In 1657 werden opnieuw „poenen ende breucken, op verscheyden dingen door plackaten gesteld” en daaronder behoorden ook die op overtredingen van de bepalingen inzake de visscherij.

Ook uit het jaar 1672 zijn enkele stukken bewaard gebleven, betreffende een onderhandsche verhuring van vischrechten “).

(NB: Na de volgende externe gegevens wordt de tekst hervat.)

PR #245, opened 2024-04-18
bumped pydantic version to 1.10.8 to remove copy() bug

maciej-flexcompute:


benflexcompute:
Can you add any unit test associated with the issue?

benflexcompute (approved):

PR #383, opened 2024-07-18
Enabled DDES sheilding output for 24.7

benflexcompute:


maciej-flexcompute:
no sure if still needed

PR #384, opened 2024-07-19
Added lowDissipationControlFactors

benflexcompute:


flow360/component/flow360_params/solvers.py
```diff
@@ -195,6 +195,9 @@ class NavierStokesSolver(GenericFlowSolverSettings):
     low_mach_preconditioner_threshold: Optional[NonNegativeFloat] = pd.Field(
         alias="lowMachPreconditionerThreshold"
     )
+    low_dissipation_control_factors: Optional[List[float]] = pd.Field(
+        default=[], alias="lowDissipationControlFactors"
+    )
```
yifan-flex, line 200: Is the length 4? Can we add that restriction?

yifan-flex (approved):

flow360/component/flow360_params/solvers.py
benflexcompute: No, arbitrary length

PR #398, opened 2024-07-26
Fix missing value error in __init__ signature

benflexcompute:


tests/simulation/service/test_translator_service.py
```diff
@@ -381,6 +381,7 @@ def test_simulation_to_all_translation():
                     entities=[Surface(name="wing1"), Surface(name="wing2")],
                 ),
                 Freestream(entities=[Surface(name="farfield")]),
+                Rotation(),
```
yifan-flex, line 384: This doesn't throw validation error?

benflexcompute: This is a debug code. Included by mistake

yifan-flex (approved):

PR #415, opened 2024-08-08
Added linear residual output

NasserFlexCompute:


flow360/component/flow360_params/flow360_output.py
```diff
@@ -780,8 +780,11 @@ class LegacyOutputFormat(pd.BaseModel, metaclass=ABCMeta):
     primitive_vars: Optional[bool] = pd.Field(alias="primitiveVars")
     q_criterion: Optional[bool] = pd.Field(alias="qcriterion")
     residual_navier_stokes: Optional[bool] = pd.Field(alias="residualNavierStokes")
+    linear_residual_navier_stokes: Optional[bool] = pd.Field(alias="linearResidualNavierStokes")
```
benflexcompute, line 783: Why do we need to add these for legacy output?

NasserFlexCompute: This is mostly for internal use and thought would be good to be able to add them in old jsons as well. Should we remove them?

benflexcompute: These old JSONs are still using boolean to indicate what fields to output? Like 
`"primitiveVars": True`?

benflexcompute: If they already use "outputFields" then we do not need these

PR #419, opened 2024-08-12
Move non-global meshing settings to global setting.

benflexcompute:
Addressing issues from: https://flow360.atlassian.net/browse/SCFD-2501


benflexcompute:
Change of plan. We now prefer having settings inside the per-item instance.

In de „ordre op de jagt en visscherij” van 6 Maart 1683, volgt, na de jachtbepalingen, de regeling van de visscherij in Drente.

Artikel 1 hiervan luidde:

~Niemand sal in de Landschap Drenthe mogen visschen, als die voor sijn eigen quota een vol vierendeel waardeels kan verdedigen, tenzij hij op een plaats woont, daar geen waardeel is”. In dit laatste geval moest men in de grondschatting minstens voor een waarde van ~duysent daalders” belast zijn.

Artikel 2 bepaalde: „Die wel gegoedet, maar niet gewaardeelt is, sal niet mogen visschen in Rivieren, slooten, meeren of andere wateren. Ook het visschen buiten de markte, waarin men gewaardeeld was, bleef verboden. Schippers, die niet gerechtigd waren, mochten geen netten in hun vaartuig hebben. Keuters en andere niet gerechtigden mochten niet visschen met „hoep-netten, set- en schot-angels” en evenmin mochten zij „poeren”. Wel was het aan een ieder toegestaan, met de „wip-angel” te visschen.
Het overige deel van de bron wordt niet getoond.